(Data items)
#####

PR #6468, opened 2021-06-09
Fix to Hide the Load More Button when there's Exactly 10 Updates

SudharakaP:
Resolve https://github.com/opencollective/opencollective/issues/4349

**Screen-cast**

updates


components/Updates.js
```diff
@@ -84,7 +85,7 @@ class Updates extends React.Component {
               <FormattedMessage id="updates.empty" defaultMessage="No Updates" />
             </Container>
           )}
-          {updates.length >= 10 && updates.length % 10 === 0 && (
```
Betree, line 87: This seems a bit hacky, and if I understand correctly we're still going to display the button if there's nothing more to fetch (even if, with this PR, it will at least disappear once you click on it).

Now that the component moved to GQLV2, it seems to me that we can do something simpler using `data.account.updates.totalCount`. Like the condition to know wether we need to display the load more button should be:

```es6
const showLoadMore = updates.length < data.account.updates.totalCount;
```

SudharakaP: @Betree : Ah, good point; somehow I missed this `totalCount` thing. Let me refactor this PR in this way. 🐨

SudharakaP:
@Betree : I've refactored this code to use the `totalCount` from v2. This is nicer I think. The screen cast has been update. 🐨

Betree (approved):
image

SudharakaP:
> image

@Betree : Thanks for the review and the cat. 😸 🐱 😹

#####

§ **EXERCISE AIM**
Looking through the records, copy out every line in which the word "cast" is found.

§ **ANSWER BOX**
**Screen-cast**
@Betree : I've refactored this code to use the `totalCount` from v2. This is nicer I think. The screen cast has been update. 🐨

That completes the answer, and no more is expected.